The assignment is that given 3 different functions which transform strings from their normal case to all different permutations of capitalizations, transforms a letter to a number (if it looks alike, e.g. G -> 6, B -> 8), and reverses a string. The thing is that given the 10 - 20 encrypted passwords in the password file, what is the most efficient way to get the fastest running solution in python to run those functions on dictionary word in the words file? It is given that all those words, when transformed in whatever way, will encrypt to a password in the password file.
Here is the function which checks if a given string, when encrypted, is the same as the encrypted password passed in:
def check_pass(plaintext,encrypted):
crypted_pass = crypt.crypt(plaintext,encrypted)
if crypted_pass == encrypted:
return True
else:
return False
Thanks in advance.
Without knowing details about the underlying hash algorithm and possible weaknesses of the algorithm all you can do is to run a brute-force attack trying all possible transformations of the words in your password list.
The only way to speed up such a brute-force attack is to get more powerful hardware and to split the task and run the cracker in parallel.
On my slow laptop, crypt.crypt takes about 20 microseconds:
$ python -mtimeit -s'import crypt' 'crypt.crypt("foobar", "zappa")'
10000 loops, best of 3: 21.8 usec per loop
so, the brute force approach (really the only sensible one) is "kinda" feasible. By applying your transformation functions you'll get (ballpark estimate) about 100 transformed words per dictionary word (mostly from the capitalization changes), so, about 40 million transformed words out of your whole dictionary. At 20 microseconds each, that will take about 800 seconds, call it 15 minutes, for the effort of trying to crack one of the passwords that doesn't actually correspond to any of the variations; expected time about half that, to crack a password that does correspond.

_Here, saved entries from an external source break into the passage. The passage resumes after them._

PR #2510, opened 2020-03-18
[CSV node] Add support for parsing empty strings and null values

tmdoit:

### Database replication use case 

**Current databases state**

Database 1
name | e-mail | Language | Country
--- | --- | --- | ---
tmdoit | tmdoit@doit.pl | PL | Poland

Database 2
name | e-mail | Language | Country
--- | --- | --- | ---
tmdoit | tmdoit@doit.pl | PL | Poland

**After "Database 1" update**

Database 1
name | e-mail | Language | Country
--- | --- | --- | ---
tmdoit | "" | NULL | NULL

Database 2
name | e-mail | Language | Country
--- | --- | --- | ---
tmdoit | tmdoit@doit.pl | PL | Poland

To reflect changes in "Database 2" I use CSV string: '§,"",,' where:
- §: means field doesn't changed
- "": means field is set to empty string
- ,,: means field is set to NULL value
- ,: means field is set to NULL value

Now using CSV node it's impossible to get null values and empty strings - in both cases there is no value returned.

## Checklist

- [x ] For non-bugfix PRs, I have discussed this change on the forum/slack team.


packages/node_modules/@node-red/nodes/locales/en-US/messages.json
```diff
@@ -698,7 +698,9 @@
             "output": "Output",
             "includerow": "include column name row",
             "newline": "Newline",
-            "usestrings": "parse numerical values"
+            "usestrings": "parse numerical values",
+            "parse_empty_strings": "parse empty strings",
```
dceejay: not sure parse is the right word here - maybe just "include empty strings" ?

packages/node_modules/@node-red/nodes/locales/en-US/messages.json
```diff
@@ -698,7 +698,9 @@
...
+            "parse_null_values": "parse null values"
```
dceejay: Likewise "include null values" - or is it null columns ?

packages/node_modules/@node-red/nodes/locales/en-US/messages.json
tmdoit: Done.

packages/node_modules/@node-red/nodes/locales/en-US/messages.json
tmdoit: Done.

dceejay:
Thanks - there was no need to change all the variable names - just the labels/translations - but thanks !

PR #2523, opened 2020-03-31
Make unknown node correctly shown on workspace after missing node installation

HiroyasuNishiyama:

## Proposed changes

Node-RED editor will freeze if following steps are performed:

1. import attached flow
2. select imported tab
3. install node-red-node-random

```
[
    {
        "id": "52baba37.9dbe54",
        "type": "tab",
        "label": "Flow 1",
        "disabled": false,
        "info": ""
    },
    {
        "id": "601eb0c5.60c91",
        "type": "inject",
        "z": "52baba37.9dbe54",
        "name": "",
        "topic": "",
        "payload": "",
        "payloadType": "date",
        "repeat": "",
        "crontab": "",
        "once": false,
        "onceDelay": 0.1,
        "x": 160,
        "y": 140,
        "wires": [
            [
                "4d7befc9.bc2bd"
            ]
        ]
    },
    {
        "id": "c9e1d826.53bfb8",
        "type": "debug",
        "z": "52baba37.9dbe54",
        "name": "",
        "active": true,
        "tosidebar": true,
        "console": false,
        "tostatus": false,
        "complete": "false",
        "x": 390,
        "y": 140,
        "wires": []
    },
    {
        "id": "4d7befc9.bc2bd",
        "type": "random",
        "z": "52baba37.9dbe54",
        "name": "",
        "low": "1",
        "high": "10",
        "inte": "true",
        "property": "payload",
        "x": 260,
        "y": 200,
        "wires": [
            [
                "c9e1d826.53bfb8"
            ]
        ]
    }
]
```

`redraw` function defined in `editor-client/src/js/ui/view.js` contains loops for drawing nodes.
Variable name `d` is used for argument for multiple callbacks.  
It seems to me that some code are erroneously referring to the inner `d` in the places where  it should be referring to the `d` in the outer loop.  
Because changes to main path of redraw code seem to have a significant impact, this fix will redraw the entire workspace.

## Checklist


knolleary:
Hi @HiroyasuNishiyama 

was this an issue *before* I merged the Group code last night?

A lot of the inner functions in the redraw function got removed as part of that merge and I need to understand if that has caused this issue or if it was pre-existing.

HiroyasuNishiyama:
This PR is based on the previous code.
I'll try with the latest code.

HiroyasuNishiyama:
The proposed fix is ineffective with the latest dev code.
I will try to fix it. 

スクリーンショット 2020-03-31 19 10 10

HiroyasuNishiyama:
Modified to support the latest dev branch.

knolleary:
Thanks for this. I was interested to understand the root cause of this issue so have spent a bit of time understanding it.

The basic sequence for replacing `unknown` nodes is:

1. find the nodes that need replacing
2. remove them from `RED.nodes`
3. refresh the view to get them removed from the view
4. add the nodes back in `RED.nodes` - now with their known definition to provide proper appearance information
5. refresh the view *again* to get them added.

There are two issues at play here. To begin with, if we look at the code in `master` that has the same issue, the line at fault is here: https://github.com/node-red/node-red/blob/5c06761b1a4f7e5952577b863e4c7135dc55c4d7/packages/node_modules/%40node-red/editor-client/src/js/nodes.js#L1436

This is where the 'unknown' node is removed from the `nodes` array. That is okay to do, but it forgets to also update the `nodeTabMap` object that was recently added to the code. You can see how the update to both structures should be done here: https://github.com/node-red/node-red/blob/5c06761b1a4f7e5952577b863e4c7135dc55c4d7/packages/node_modules/%40node-red/editor-client/src/js/nodes.js#L255-L258

This is important because when `RED.view.redraw(true)` is called, the `true` argument tells the view to refresh its list of what needs to be drawn. To do that it uses `RED.nodes.filterNodes(...)` which in turn uses `nodeTabMap` to get the nodes for the current workspace. That means the `unknown` node is still considered active by the view and things go wrong from there.

The right fix is to add the lines to update `nodeTabMap` when removing the node.

That will address the issue in `master` and I have pushed that part of the fix here: e7f942eda753ad9da0c53162d209baee2fd3b826

Now, when we look at the `dev` branch there is a second issue introduced by the groups merge that also needs addressing.

As part of the groups work, `RED.view.redraw()` was changed to call `requestAnimationFrame()` - which is a browser-standard way of requesting a callback prior to the browser redrawing the screen. It is typically used when doing animation in the browser as it doesn't block the main event loop.

This makes `RED.view.redraw()` complete asynchronously. And also, two calls to `RED.view.redraw()` that happen very closely together may result in just *one* refresh of the view.

That matters here because the logic of replacing the `unknown` nodes *requires* two separate calls to refresh the view (steps 3 and 5 above). This is why your fix here works, because you call `_redraw()` directly when the `force` flag is set.

However, it should be done slightly differently. the `activeXYZ` don't need to be wiped like you have it - the fix I describe above is what is needed to ensure the `updateActiveNodes` call works as expected. I think the only part that is needed is to have the `force` flag select whether it calls `_redraw` or `redraw`:

```
        redraw: function(updateActive, force) {
            if (updateActive) {
                updateActiveNodes();
                updateSelection();
            }
            if (force) {
                _redraw();
            } else {
                redraw();
            }
        },
```

I will merge this PR and then patch this over the top.

Thank you for investigating this.

HiroyasuNishiyama:
Confirmed that it works well in my environment. Thank you!

PR #2526, opened 2020-04-02
Fix: Allow CR and LF control chars to be a part of the value

tmdoit:
To properly parse CSV data, example below.
```
[{"id":"8600e861.0f1b88","type":"function","z":"6f1994e.e60de6c","name":"See if proper output","func":"msg.payload = encodeURIComponent(msg.payload[0].text);\nreturn msg;","outputs":1,"noerr":0,"x":620,"y":3680,"wires":[["a8326a2d.d93a98"]]},{"id":"4453cdcf.149ed4","type":"csv","z":"6f1994e.e60de6c","name":"","sep":",","hdrin":true,"hdrout":"","multi":"mult","ret":"\\n","temp":"","skip":"0","strings":true,"include_empty_strings":true,"include_null_values":true,"x":430,"y":3680,"wires":[["8600e861.0f1b88","58f20d10.5f7a84"]]},{"id":"a8326a2d.d93a98","type":"debug","z":"6f1994e.e60de6c","name":"","active":true,"tosidebar":true,"console":false,"tostatus":false,"complete":"true","targetType":"full","x":810,"y":3680,"wires":[]},{"id":"59deab16.5f75d4","type":"function","z":"6f1994e.e60de6c","name":"CSV data","func":"msg.payload = `\"text\"\\n\"one\\ntwo\\rthree\\n\\rfour\\r\\nfive\"`;\nreturn msg;","outputs":1,"noerr":0,"x":300,"y":3680,"wires":[["4453cdcf.149ed4"]]},{"id":"58f20d10.5f7a84","type":"debug","z":"6f1994e.e60de6c","name":"","active":true,"tosidebar":true,"console":false,"tostatus":false,"complete":"true","targetType":"full","x":570,"y":3720,"wires":[]},{"id":"a49087bd.34b9e8","type":"inject","z":"6f1994e.e60de6c","name":"","topic":"","payload":"","payloadType":"date","repeat":"","crontab":"","once":false,"onceDelay":0.1,"x":160,"y":3680,"wires":[["59deab16.5f75d4"]]}]
```

## Checklist

### DIFF
--- a/packages/node_modules/@node-red/nodes/core/parsers/70-CSV.js
+++ b/packages/node_modules/@node-red/nodes/core/parsers/70-CSV.js
@@ -187,7 +187,7 @@ module.exports = function(RED) {
                                     // if separator is last char in processing string line (without end of line), add null value at the end - example: '1,2,3\n3,"3",'
                                     k[j] = line.length - 1 === i ? null : "";
                                 }
-                                else if ((line[i] === "\n") || (line[i] === "\r")) { // handle multiple lines
+                                else if (((line[i] === "\n") || (line[i] === "\r")) && f) { // handle multiple lines
                                     //console.log(j,k,o,k[j]);
                                     if (!node.goodtmpl) { node.template[j] = "col"+(j+1); }
                                     if ( node.template[j] && (node.template[j] !== "") ) {


dceejay:
Thanks.

knolleary:
Unfortunately, this PR has broken the unit tests for the CSV node. Not entirely sure why the unit tests didn't flag that up here before it was merged.

Failure is:
```
 1) CSV node csv to json should recover from an odd number of quotes in the input:
     Error: timeout of 2000ms exceeded. Ensure the done() callback is being called in this test.
```

knolleary:
The failing test case injects:
```
"with,a"n,odd","num"ber","of"qu"ot"es"\n
```
which has an extra `"` at the end.

It expects the result to be:

```
["with,an", "odd,number", "ofquotes"]
```

That no longer works because this change means the `\n` at the end is no considered "inside" the string and not the end of line marker.

We need to decide which behaviour is preferred:

 - handle unbalanced quotes - which is the existing behaviour of the node and must have been implemented for a reason.
 - handle newlines within quotes - as added by this PR, but break the existing behaviour

tmdoit:
Tested string is not in valid CSV format, double quotes should be escaped by doubling them.  
https://www.ietf.org/rfc/rfc4180.txt
```
 7.  If double-quotes are used to enclose fields, then a double-quote
       appearing inside a field must be escaped by preceding it with
       another double quote.  For example:

       "aaa","b""bb","ccc"
```

knolleary:
@tmdoit yes, I appreciate that. My point is a unit test was added *for a reason*. Whether it was us just trying to be forgiving in malformed input, or if there was a user who needed that, I don't know.

The right answer is probably to err on being more compliant with the spec - we just need to be aware we will be changing a behaviour we were explicitly testing for.

dceejay:
we can improve the test (not remove it) - and we can check that it gets back "in sync" if there are multiple inputs... but as it stands there is now no simple way to get back in sync if there are an odd number of ". (OK is is against the spec - but if we can protect users (or even alert them to the malformed data) that is good.

tmdoit:
We can validate and alert on the last line, when processing CSV finishes with an open double quote?

tmdoit:
Additionally we can add in node config information in transparent red background like:
Behaviour of this node has changed from version 1.1.0, read "Backward compatibility" section in the documentation of this node.

dceejay:
Good thought - can def warn (or error) at end of file.
I'm thinking warn rather than error at present... - as 
 - a) the csv files can be large to throw around as errors, 
 - b) if this is the end of the file the error may be many lines earlier

But thoughts please

tmdoit:
If CSV file is invalid I expect to receive an error and not continue with messed up data. 
In what cases open double quote at the end of file will produce correct output?
To keep this change compatible backwards (to the next major release) we can put in config check box "Legacy behaviour" which will be set by default and will be running version to the last current commit.

dceejay:
currently if you were sending in data a line at a time (so multiple separate messages) from splitting (or streaming) a large file and one row happened to be bad then just that row would fail. the rest of the file would be OK. Currently that works in that case - and also if you just process the file in one go - as we can use the end of line to reset the inside/outside quotes indicator.

So there are several questions... 1) Given that we are now saying that the CSV is out of spec... is enforcing that a) a breaking change in that yes we are now flagging it... but it was "broken" before
- which is worse breakage... not handling crlf inside quotes ? or not flagging a bad line ?
2) how severe do we want our response to the error be... a( flag it but carry on (as today) - or b) drop the message and raise an error .  

To my mind if we start adding in "legacy" or "new" modes then we have to have the UI explain what they are - and the default has to be the old way until deprecated, which then a) doesn't allow cr inside quotes, b) perpetuates the existing breakage with spec.

If think we should just "fix" it - as it is actually making it more spec compliant

tmdoit:
IMO node should throw an error and don't pass any outcome, it's consumer responsibility to pass valid or fixed CSV input to recv correct result.
Even if one line warns about an invalid format, it doesn't mean that the rest of data is valid.

PR #4480, opened 2023-12-11
Add auto-complete to flow/global typedInput types

knolleary:
This is still a work-in-progress, but most of the required functionality is there.

This adds auto-complete to the flow/global typedInputs.

A new flag has been added to the `/context` api endpoints - `keysOnly` that tells it to only return the keys at the matching context level, rather than the full contents. I'm not 100% happy with this flag-based way of changing the response of the api, but it'll do for now.

Remaining tasks:

1. Each typedInput caches its requests independently. This needs to be improved to cache across the editor - for example, a single edit dialog with multiple typedInputs should use the same cache. The reason I haven't started with a global cache in the editor is that we need a way to refresh the contents of the cache so it is up to date.
2. Need to handle keys that require `["bracket notation"]` rather than `dot.notation` to form a valid property expression.

### DIFF
--- a/packages/node_modules/@node-red/editor-client/src/js/ui/common/typedInput.js
+++ b/packages/node_modules/@node-red/editor-client/src/js/ui/common/typedInput.js
@@ -46,6 +46,12 @@
             opacity: 0.3
         }).appendTo(container);
         this.elementDiv.show();
+        if (!this.input.hasClass('red-ui-autoComplete')) {
+            this.input.autoComplete({
+                search: contextAutoComplete({ input: that }),
+                minLength: 0
+            })
+        }
     }
     var mapDeprecatedIcon = function(icon) {
         if (/^red\/images\/typedInput\/.+\.png$/.test(icon)) {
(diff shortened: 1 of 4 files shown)


knolleary:
Just pushed an update to support bracket notation in the completions:

g2UfhMCL7e

Last remaining piece is to improving the caching

packages/node_modules/@node-red/editor-client/src/js/ui/common/typedInput.js
```diff
@@ -101,6 +108,111 @@
...
+            contextCache = {}
+            contextKnownKeys = {}
+        });
+    }
+
+
+    const contextAutoComplete = function(options) {
+
+        const getContextKeysFromRuntime = function(scope, store, searchKey, done) {
+            contextKnownKeys[store] = contextKnownKeys[store] || new Set()
```
GogoVega, line 125: I would add `scope` to be able to play with `flow` and `global` inputs

```suggestion
            contextKnownKeys[scope] = contextKnownKeys[scope] || {}
            contextKnownKeys[scope][store] = contextKnownKeys[scope][store] || new Set()
```

packages/node_modules/@node-red/editor-client/src/js/ui/common/typedInput.js
```diff
@@ -101,6 +108,111 @@
...
+                        const valEl = $('<div/>',{style:"font-family: var(--red-ui-monospace-font); white-space:nowrap; overflow: hidden; flex-grow:1"});
+                        valEl.append(generateSpans(valMatch))
+                        valEl.appendTo(element)
+                        matches.push({
+                            value: optVal,
+                            label: element,
+                        });
+                    }
+                })
+                done(matches)
```
GogoVega, line 212: Just for aesthetics 🙂 
```suggestion
                })
                matches.sort(function(a, b) { return a.i - b.i });
                done(matches);
```

GogoVega (commented):
Just two little suggestions and it's good for me 🤓

packages/node_modules/@node-red/editor-client/src/js/ui/common/typedInput.js
knolleary: Ah yes - good spot. Hadn't thought of that when I made the cache shared.

GogoVega: I only added it to the definition - don't forget to change it everywhere

packages/node_modules/@node-red/editor-client/src/js/ui/common/typedInput.js
```diff
@@ -46,6 +46,12 @@
             opacity: 0.3
         }).appendTo(container);
         this.elementDiv.show();
+        if (!this.input.hasClass('red-ui-autoComplete')) {
+            this.input.autoComplete({
+                search: contextAutoComplete({ input: that }),
+                minLength: 0
+            })
+        }
```
GogoVega, line 54: `contextLabel` is not called if only one storage is used - autocomplete is disabled

knolleary: This is now fixed. I've improved how the context autocomplete is initialised - doesn't need to be done as part of the `contextLabel` anymore.

PR #4489, opened 2023-12-19
Check nodejs version before we start anything

dceejay:

## Proposed changes

Following a discussion on the forum where a user was getting "hard to understand" error messages when they started Node-RED and it failed due to having an old version of nodejs that didn't support ES6 like extensions - this PR does a really early version check of the current process version of nodejs vs the required engines specified in our package.json and reports a simple error message and quits if not matching or better.

## Checklist

### DIFF
--- a/packages/node_modules/node-red/red.js
+++ b/packages/node_modules/node-red/red.js
@@ -27,7 +27,7 @@ if (process.argv[2] === 'admin') {
 }
 
 var node_ver = parseInt(process.version.split('.')[0].substring(1));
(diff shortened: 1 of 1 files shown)


hardillb:
Was that last commit to test if there is no engine in the package.json (e.g. for embedded)?

dceejay:
Yes - but still wrong... v2 incoming
(yes will skip/pass test if not found - but at least we tried :-)

knolleary:
Superseded by https://github.com/node-red/node-red/pull/4571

So, if you have 10 passwords to crack, and they all do correspond to a transformed dictionary word, you should be done in an hour or two. Is that OK? Because there isn't much else you can do except distribute this embarassingly parallel problem over as many nodes and cores as you can grasp (oh, and, use a faster machine in the first place -- that might buy you perhaps a factor of two or thereabouts).
There is no deep optimization trick that you can add, so the general logic will be that of a triple-nested loop: one level loops over the encrypted passwords, one over the words in the dictionary, one over the variants of each dictionary word. There isn't much difference regarding how you nest things (except the loop on the variants must come within the loop on the words, for simplicity). I recommend encapsulating "give me all variants of this word" as a generator (for simplicity, not for speed) and otherwise minimizing the number of function calls (e.g. there is no reason to use that check_pass function since the inline code is just as clear, and will be microscopically faster).